- WHAT YOU HAVE TO DO -
Only a number is wanted here, namely how many lines of the data contain the string "missing".

- Records excerpted from a collection -
PR #6083, opened 2023-10-06
Update peer-id documentation to account for post-3.00 changes

### LINKED ISSUE #6076: Stale peer ID docs
### What is the issue?

According to https://github.com/transmission/transmission/blob/6cee75547cfec3810bf4b649b42acae63af3f538/docs/Peer-ID-and-User-Agent.md, Transmission is supposed to use one digit for the major version and two digits for the minor version (presumably, decimal) in its peer ID. However, since at least 3.00 Transmission seems to use triple hex (?) format, so 4.0.4 clients use `-TR4040-` and, according to https://github.com/transmission/transmission/issues/3901, version 3 was sending `A` for 10 (which implies non-base10 version number).

Am I missing something, or is it indeed stale documentation? I'm happy to submit a PR fixing the docs if that's the case.

None

4.0.4

si14:
Closes #6076. I took the liberty to rewrite/reformat slightly.

I'm not sure how recent the `User-Agent` section is though.


ckerr (approved):
Thank you for the update!

PR #6088, opened 2023-10-08
feat: better description for forced verify option

tearfur:
image

See the old description for comparison at #5981.


mangosplat:
As "Force verify" in the context menu is still unclear as to how it's different from verify, and honestly i still think they should be consolidated into one option, I think this option should be renamed to "Download missing files".

ckerr (approved):
This revision is an improvement and I approve of it, but I feel like there should be a way to make this even easier for people to understand than the old or new version. :thinking:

- COMPLETED EXERCISE -
2